Required action - Filter this material down to the lines that contain the string "requests", and return those lines.
═════ Data under study ═════
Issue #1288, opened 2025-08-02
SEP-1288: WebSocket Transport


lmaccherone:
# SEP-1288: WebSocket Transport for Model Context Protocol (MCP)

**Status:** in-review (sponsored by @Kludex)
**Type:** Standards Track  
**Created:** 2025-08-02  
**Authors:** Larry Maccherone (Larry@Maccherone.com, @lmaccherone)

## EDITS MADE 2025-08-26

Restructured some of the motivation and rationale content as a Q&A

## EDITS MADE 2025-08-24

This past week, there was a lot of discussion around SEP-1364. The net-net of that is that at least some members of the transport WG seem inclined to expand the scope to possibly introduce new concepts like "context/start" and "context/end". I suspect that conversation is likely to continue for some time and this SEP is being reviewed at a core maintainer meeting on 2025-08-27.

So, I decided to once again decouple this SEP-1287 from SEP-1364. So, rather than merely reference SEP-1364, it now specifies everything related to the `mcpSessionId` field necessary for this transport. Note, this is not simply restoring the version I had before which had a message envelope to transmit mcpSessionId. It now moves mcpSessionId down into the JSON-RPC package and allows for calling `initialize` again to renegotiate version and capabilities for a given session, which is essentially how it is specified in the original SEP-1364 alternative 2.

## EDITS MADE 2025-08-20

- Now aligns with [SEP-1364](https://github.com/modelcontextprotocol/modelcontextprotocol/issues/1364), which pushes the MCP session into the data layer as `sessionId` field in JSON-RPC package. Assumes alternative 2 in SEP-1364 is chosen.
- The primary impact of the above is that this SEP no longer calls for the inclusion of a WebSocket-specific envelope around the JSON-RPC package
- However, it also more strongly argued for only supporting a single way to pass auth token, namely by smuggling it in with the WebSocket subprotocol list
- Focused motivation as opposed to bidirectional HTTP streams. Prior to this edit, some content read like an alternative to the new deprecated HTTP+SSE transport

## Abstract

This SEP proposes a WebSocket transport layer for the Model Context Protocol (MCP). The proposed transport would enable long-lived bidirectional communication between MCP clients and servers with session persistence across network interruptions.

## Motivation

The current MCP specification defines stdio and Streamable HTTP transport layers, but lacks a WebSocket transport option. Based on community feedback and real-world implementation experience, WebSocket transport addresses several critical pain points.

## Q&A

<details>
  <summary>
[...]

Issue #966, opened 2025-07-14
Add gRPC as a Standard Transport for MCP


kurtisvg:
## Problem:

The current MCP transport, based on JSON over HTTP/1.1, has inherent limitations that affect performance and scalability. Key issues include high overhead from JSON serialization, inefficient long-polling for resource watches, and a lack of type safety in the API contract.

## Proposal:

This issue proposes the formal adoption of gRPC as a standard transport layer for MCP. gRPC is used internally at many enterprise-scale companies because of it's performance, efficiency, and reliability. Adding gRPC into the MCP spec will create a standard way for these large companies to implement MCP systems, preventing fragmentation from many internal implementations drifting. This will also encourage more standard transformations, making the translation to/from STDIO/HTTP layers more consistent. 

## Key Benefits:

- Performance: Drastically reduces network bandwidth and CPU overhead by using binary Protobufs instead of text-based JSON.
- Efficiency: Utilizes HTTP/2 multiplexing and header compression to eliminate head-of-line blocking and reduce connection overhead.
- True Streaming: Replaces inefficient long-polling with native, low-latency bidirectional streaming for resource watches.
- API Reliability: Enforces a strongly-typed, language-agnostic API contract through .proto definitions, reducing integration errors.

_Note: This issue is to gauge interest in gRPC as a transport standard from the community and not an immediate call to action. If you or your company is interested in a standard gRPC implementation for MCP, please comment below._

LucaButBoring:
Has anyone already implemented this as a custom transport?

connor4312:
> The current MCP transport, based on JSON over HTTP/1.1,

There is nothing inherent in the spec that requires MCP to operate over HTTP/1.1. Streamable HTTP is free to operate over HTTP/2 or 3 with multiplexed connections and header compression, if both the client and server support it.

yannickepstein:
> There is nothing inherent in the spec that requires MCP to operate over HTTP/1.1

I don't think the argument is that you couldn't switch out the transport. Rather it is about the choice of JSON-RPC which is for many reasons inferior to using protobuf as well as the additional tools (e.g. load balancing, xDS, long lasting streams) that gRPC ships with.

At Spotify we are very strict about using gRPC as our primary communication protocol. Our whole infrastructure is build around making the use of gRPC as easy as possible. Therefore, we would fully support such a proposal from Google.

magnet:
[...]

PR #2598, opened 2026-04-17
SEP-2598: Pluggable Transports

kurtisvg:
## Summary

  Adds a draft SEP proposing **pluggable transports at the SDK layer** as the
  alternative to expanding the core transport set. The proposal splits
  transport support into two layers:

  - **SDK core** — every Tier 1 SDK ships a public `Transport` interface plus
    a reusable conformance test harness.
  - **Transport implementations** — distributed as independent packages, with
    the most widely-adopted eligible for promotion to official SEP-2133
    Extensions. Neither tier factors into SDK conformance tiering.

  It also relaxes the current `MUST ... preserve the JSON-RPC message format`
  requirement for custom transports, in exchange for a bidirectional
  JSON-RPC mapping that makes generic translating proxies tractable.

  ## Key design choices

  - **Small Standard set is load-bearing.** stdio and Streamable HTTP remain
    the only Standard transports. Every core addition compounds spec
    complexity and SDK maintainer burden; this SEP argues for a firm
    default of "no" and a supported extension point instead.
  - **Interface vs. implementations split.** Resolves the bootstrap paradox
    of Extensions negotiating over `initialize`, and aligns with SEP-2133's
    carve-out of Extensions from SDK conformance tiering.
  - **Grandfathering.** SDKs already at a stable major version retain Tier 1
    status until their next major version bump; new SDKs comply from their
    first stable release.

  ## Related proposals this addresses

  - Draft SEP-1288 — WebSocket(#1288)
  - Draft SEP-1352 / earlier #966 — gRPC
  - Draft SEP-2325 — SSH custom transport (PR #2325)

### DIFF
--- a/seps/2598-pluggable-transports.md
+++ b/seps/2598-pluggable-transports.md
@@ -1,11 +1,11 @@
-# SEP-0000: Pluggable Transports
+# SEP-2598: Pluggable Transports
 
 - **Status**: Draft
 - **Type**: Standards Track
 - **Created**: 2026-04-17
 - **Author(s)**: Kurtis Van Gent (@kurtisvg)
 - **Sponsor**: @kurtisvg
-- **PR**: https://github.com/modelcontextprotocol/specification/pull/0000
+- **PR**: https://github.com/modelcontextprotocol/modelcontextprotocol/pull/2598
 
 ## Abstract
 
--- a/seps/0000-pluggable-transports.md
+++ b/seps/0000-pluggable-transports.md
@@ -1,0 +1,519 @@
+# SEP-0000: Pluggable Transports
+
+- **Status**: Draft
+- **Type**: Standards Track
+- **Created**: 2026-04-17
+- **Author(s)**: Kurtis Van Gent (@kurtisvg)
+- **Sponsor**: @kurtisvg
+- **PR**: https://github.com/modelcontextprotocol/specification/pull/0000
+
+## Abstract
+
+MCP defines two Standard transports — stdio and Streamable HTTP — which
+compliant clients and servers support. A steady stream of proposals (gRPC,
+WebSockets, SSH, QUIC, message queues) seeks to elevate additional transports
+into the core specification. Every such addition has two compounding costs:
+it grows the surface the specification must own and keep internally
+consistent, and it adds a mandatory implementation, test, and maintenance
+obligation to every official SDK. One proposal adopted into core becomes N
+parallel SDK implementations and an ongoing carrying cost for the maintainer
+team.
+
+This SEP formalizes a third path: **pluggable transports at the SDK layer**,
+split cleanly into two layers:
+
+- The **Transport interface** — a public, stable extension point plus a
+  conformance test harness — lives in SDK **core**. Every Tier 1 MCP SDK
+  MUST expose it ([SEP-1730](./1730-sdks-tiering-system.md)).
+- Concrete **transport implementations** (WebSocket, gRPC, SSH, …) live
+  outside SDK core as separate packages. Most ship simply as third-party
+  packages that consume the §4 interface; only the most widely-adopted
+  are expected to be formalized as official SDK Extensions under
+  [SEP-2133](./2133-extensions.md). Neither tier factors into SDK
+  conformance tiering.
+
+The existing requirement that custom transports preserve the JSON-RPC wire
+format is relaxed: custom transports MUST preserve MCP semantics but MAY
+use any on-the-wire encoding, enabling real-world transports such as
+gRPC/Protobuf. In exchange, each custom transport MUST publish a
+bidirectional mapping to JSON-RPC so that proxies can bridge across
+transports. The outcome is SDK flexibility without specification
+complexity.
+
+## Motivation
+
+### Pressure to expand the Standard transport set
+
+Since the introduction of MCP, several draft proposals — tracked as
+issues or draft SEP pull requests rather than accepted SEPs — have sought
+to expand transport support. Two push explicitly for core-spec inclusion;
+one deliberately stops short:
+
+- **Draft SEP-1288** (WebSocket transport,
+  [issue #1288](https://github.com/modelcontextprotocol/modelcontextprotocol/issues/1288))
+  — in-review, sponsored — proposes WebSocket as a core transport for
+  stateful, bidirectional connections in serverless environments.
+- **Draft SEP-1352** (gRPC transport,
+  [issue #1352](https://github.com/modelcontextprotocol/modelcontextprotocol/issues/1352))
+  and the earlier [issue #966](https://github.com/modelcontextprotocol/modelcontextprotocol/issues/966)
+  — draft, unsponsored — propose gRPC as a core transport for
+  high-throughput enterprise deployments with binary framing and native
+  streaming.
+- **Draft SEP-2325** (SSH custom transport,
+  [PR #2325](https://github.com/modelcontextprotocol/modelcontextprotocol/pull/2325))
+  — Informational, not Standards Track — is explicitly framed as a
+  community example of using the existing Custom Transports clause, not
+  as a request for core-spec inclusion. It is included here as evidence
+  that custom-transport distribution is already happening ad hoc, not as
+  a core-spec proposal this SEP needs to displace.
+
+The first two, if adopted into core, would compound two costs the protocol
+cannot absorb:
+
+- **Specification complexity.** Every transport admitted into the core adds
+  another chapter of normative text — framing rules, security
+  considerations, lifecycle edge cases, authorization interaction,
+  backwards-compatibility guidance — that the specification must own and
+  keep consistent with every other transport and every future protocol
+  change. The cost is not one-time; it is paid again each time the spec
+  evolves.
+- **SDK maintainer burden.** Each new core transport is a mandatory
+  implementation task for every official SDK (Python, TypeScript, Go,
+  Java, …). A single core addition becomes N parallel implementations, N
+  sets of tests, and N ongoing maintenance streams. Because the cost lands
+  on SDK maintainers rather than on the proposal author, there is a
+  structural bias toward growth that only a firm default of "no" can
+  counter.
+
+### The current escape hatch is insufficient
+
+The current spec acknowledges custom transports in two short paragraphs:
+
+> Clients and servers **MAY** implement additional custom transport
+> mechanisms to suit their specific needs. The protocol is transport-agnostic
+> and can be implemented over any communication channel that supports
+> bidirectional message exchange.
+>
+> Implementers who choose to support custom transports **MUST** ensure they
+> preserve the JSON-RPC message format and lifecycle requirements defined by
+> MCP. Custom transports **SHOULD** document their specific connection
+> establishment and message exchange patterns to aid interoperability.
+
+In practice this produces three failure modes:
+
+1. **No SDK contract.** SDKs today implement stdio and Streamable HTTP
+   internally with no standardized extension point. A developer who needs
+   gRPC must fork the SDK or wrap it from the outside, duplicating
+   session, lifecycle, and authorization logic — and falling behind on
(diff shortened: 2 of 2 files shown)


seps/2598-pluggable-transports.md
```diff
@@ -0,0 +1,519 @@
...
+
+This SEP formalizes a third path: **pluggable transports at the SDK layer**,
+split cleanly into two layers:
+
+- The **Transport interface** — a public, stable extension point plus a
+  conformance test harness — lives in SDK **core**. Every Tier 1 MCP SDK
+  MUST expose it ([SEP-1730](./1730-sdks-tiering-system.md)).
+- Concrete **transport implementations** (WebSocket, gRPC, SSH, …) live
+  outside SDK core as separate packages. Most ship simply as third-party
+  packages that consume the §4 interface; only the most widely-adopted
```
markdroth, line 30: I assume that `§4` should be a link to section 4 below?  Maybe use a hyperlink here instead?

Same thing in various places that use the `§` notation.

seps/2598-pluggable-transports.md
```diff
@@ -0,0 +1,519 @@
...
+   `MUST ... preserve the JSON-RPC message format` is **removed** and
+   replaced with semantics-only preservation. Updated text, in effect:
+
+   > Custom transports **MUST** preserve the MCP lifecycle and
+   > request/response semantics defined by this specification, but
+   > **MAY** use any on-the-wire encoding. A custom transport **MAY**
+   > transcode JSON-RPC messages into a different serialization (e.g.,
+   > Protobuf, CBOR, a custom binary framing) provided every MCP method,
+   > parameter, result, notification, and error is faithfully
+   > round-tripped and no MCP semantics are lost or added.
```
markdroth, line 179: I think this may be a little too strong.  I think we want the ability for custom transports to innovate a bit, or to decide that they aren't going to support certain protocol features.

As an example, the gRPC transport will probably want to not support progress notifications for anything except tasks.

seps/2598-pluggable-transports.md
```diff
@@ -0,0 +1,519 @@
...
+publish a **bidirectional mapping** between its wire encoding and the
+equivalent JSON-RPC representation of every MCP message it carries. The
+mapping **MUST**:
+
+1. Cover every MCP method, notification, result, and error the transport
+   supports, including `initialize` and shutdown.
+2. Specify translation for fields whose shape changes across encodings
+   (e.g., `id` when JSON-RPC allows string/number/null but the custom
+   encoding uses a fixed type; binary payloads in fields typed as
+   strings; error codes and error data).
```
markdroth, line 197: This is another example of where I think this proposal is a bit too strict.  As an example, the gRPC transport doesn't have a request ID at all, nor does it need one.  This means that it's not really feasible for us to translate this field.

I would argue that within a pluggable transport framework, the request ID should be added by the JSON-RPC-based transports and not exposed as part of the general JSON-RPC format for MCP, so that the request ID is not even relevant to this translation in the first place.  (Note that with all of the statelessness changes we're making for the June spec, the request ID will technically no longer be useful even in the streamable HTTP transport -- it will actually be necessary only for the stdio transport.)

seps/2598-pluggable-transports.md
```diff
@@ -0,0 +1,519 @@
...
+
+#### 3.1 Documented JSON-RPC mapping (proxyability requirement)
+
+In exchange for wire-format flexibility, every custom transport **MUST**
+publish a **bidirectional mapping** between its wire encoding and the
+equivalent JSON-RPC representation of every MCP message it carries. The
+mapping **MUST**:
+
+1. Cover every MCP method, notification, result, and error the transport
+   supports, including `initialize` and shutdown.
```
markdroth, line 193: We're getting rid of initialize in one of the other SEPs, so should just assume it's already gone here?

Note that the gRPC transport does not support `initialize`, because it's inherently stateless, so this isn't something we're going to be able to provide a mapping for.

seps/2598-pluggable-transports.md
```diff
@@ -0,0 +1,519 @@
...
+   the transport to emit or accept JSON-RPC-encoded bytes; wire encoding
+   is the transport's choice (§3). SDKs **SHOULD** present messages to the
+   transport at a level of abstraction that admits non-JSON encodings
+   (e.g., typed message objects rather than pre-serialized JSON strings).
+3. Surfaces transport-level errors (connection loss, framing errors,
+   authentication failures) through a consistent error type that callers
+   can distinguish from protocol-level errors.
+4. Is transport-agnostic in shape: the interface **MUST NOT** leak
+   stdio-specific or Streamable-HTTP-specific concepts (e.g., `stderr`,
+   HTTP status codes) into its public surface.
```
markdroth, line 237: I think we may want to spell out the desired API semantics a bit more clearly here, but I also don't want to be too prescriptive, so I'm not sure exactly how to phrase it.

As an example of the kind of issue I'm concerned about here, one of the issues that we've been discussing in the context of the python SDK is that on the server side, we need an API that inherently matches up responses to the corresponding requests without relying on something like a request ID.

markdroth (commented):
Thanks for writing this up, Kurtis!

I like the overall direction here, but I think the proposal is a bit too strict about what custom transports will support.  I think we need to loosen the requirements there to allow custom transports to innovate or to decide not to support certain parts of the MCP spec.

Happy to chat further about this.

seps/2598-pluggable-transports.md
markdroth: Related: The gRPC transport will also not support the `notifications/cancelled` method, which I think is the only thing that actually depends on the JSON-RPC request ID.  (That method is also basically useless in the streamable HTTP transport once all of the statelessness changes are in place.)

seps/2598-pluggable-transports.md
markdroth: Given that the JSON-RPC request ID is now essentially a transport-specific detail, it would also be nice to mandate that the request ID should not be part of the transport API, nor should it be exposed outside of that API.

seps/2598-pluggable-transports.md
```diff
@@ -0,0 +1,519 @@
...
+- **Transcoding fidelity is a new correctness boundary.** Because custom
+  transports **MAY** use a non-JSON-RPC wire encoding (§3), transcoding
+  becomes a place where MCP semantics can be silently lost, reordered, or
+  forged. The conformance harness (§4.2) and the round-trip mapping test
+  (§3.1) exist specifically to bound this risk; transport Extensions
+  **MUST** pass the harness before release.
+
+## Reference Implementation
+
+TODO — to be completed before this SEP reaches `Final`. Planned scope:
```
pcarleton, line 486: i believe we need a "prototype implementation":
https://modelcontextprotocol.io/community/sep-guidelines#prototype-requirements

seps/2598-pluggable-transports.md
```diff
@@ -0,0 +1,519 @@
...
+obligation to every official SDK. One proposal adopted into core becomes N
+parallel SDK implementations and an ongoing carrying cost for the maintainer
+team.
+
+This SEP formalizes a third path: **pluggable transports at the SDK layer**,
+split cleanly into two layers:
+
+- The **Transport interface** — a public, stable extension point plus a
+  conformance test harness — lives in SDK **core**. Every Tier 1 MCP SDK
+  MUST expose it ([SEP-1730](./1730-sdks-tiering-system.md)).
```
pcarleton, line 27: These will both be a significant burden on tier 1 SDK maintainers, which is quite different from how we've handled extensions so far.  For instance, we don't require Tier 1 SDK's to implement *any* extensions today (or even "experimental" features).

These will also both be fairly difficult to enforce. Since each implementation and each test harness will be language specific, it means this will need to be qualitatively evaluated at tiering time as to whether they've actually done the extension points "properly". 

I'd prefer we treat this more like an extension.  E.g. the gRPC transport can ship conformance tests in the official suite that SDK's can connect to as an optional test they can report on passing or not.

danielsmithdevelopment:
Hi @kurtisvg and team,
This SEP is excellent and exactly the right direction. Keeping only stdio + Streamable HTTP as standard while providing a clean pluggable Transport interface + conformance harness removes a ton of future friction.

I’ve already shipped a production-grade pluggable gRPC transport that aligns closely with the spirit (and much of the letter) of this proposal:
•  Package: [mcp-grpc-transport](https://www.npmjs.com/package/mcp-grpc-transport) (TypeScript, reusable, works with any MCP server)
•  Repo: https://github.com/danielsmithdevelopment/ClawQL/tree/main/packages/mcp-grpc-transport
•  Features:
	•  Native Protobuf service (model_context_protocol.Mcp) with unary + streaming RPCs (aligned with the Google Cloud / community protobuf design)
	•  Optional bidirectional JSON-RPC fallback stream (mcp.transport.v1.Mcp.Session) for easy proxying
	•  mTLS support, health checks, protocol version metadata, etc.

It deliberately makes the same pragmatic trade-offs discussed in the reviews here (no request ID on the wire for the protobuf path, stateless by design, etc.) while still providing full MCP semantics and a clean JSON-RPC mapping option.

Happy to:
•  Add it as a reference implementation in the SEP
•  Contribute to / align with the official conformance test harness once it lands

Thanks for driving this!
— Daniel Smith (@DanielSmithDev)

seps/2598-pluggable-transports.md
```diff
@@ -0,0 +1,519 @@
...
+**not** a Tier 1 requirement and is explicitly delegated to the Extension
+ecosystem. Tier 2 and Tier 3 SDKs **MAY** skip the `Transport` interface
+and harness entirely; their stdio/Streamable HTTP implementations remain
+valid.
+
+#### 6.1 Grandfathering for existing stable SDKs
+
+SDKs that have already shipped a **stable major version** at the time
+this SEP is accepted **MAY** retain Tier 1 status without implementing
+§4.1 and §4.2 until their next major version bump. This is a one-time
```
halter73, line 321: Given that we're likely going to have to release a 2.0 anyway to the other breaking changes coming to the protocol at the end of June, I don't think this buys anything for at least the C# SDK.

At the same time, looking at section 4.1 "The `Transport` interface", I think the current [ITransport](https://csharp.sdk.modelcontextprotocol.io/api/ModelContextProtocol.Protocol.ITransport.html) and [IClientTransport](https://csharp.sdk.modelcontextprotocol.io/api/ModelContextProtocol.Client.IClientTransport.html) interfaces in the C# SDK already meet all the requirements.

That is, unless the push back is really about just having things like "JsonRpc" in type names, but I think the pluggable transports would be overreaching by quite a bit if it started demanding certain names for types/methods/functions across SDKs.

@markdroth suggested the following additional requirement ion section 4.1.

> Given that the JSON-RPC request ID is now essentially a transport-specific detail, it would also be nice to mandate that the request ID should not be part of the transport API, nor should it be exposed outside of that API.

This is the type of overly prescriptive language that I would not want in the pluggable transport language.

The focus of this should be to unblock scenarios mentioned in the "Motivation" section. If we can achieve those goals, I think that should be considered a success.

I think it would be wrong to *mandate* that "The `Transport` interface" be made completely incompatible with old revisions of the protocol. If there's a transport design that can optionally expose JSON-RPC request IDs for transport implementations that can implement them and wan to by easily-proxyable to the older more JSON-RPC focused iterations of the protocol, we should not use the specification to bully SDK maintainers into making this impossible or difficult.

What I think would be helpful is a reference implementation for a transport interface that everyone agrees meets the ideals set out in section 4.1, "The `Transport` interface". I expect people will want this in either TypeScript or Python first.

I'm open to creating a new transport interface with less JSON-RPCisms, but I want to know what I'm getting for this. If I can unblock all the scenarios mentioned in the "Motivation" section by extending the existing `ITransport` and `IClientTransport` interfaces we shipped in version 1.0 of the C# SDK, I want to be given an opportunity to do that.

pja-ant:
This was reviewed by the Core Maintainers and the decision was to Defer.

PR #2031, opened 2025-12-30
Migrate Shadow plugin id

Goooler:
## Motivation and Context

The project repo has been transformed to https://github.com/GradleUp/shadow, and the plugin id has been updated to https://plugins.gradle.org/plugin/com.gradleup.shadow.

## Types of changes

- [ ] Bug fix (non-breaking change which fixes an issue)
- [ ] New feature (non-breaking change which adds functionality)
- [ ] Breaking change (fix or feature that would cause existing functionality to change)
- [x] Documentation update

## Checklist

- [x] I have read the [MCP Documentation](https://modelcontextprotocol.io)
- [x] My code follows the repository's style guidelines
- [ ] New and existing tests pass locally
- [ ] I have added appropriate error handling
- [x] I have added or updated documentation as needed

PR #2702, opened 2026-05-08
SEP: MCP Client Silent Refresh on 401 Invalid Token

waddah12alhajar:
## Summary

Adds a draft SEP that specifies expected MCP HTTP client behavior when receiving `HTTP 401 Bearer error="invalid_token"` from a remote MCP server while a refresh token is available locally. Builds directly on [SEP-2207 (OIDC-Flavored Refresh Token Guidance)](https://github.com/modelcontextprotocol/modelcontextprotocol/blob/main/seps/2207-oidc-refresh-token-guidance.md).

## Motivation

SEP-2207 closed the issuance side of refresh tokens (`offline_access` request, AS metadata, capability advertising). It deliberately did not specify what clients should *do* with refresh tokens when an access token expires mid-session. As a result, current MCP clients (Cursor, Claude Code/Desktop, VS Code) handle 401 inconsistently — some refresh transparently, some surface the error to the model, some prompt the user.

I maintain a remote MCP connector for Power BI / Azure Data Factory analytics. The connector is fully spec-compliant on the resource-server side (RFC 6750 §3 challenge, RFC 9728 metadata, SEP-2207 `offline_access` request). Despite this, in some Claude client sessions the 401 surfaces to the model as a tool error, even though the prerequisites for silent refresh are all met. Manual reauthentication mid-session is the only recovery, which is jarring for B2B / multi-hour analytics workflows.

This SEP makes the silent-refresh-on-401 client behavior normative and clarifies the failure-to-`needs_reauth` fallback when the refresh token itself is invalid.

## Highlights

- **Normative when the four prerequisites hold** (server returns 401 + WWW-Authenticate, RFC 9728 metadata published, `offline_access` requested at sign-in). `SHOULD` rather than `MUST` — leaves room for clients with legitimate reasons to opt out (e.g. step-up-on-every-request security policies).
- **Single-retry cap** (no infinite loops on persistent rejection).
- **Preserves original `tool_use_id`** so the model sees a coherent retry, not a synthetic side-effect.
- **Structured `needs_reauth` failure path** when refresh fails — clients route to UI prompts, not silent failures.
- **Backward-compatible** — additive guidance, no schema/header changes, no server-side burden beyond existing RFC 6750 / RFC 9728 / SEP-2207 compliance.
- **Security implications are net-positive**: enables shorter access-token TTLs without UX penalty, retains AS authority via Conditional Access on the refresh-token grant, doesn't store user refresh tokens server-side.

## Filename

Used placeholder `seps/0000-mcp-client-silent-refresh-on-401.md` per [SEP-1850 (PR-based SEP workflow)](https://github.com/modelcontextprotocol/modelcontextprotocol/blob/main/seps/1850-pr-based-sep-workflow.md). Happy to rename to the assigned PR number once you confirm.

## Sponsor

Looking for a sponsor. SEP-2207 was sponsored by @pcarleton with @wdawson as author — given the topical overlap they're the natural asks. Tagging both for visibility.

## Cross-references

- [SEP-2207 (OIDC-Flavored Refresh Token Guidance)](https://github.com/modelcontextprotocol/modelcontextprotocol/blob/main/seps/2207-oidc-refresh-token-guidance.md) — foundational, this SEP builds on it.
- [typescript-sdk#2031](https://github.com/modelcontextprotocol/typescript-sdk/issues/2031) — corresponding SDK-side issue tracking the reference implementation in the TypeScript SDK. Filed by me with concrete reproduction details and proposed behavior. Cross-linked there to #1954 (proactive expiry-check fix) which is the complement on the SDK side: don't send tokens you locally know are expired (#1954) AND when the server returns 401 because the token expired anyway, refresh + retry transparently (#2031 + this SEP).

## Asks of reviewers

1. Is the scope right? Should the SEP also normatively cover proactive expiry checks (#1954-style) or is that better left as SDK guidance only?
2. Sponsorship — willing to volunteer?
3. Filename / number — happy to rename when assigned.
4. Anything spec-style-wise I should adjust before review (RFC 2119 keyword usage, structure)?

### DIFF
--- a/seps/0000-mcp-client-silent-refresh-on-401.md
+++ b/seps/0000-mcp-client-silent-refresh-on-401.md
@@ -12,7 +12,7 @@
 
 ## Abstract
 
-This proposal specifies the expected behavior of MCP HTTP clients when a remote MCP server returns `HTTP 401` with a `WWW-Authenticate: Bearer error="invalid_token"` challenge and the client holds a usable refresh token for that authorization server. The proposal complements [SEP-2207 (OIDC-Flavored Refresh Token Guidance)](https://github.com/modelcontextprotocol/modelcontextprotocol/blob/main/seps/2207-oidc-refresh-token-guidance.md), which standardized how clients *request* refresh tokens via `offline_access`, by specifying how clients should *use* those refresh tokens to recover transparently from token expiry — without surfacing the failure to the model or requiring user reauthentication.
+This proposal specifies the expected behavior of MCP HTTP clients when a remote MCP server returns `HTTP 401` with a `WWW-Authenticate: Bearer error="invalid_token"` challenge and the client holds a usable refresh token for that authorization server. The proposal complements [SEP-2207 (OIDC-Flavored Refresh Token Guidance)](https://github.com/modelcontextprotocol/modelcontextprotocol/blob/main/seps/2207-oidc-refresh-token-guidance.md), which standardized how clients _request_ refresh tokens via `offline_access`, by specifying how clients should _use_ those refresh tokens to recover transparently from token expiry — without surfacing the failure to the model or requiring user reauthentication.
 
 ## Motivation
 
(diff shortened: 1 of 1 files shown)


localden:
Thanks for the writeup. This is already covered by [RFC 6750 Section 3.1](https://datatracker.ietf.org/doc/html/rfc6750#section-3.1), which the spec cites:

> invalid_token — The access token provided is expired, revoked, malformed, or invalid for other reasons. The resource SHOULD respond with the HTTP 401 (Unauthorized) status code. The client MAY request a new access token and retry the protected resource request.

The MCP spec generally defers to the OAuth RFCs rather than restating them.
═════
Exercise answer -
+issues or draft SEP pull requests rather than accepted SEPs — have sought
As an example of the kind of issue I'm concerned about here, one of the issues that we've been discussing in the context of the python SDK is that on the server side, we need an API that inherently matches up responses to the corresponding requests without relying on something like a request ID.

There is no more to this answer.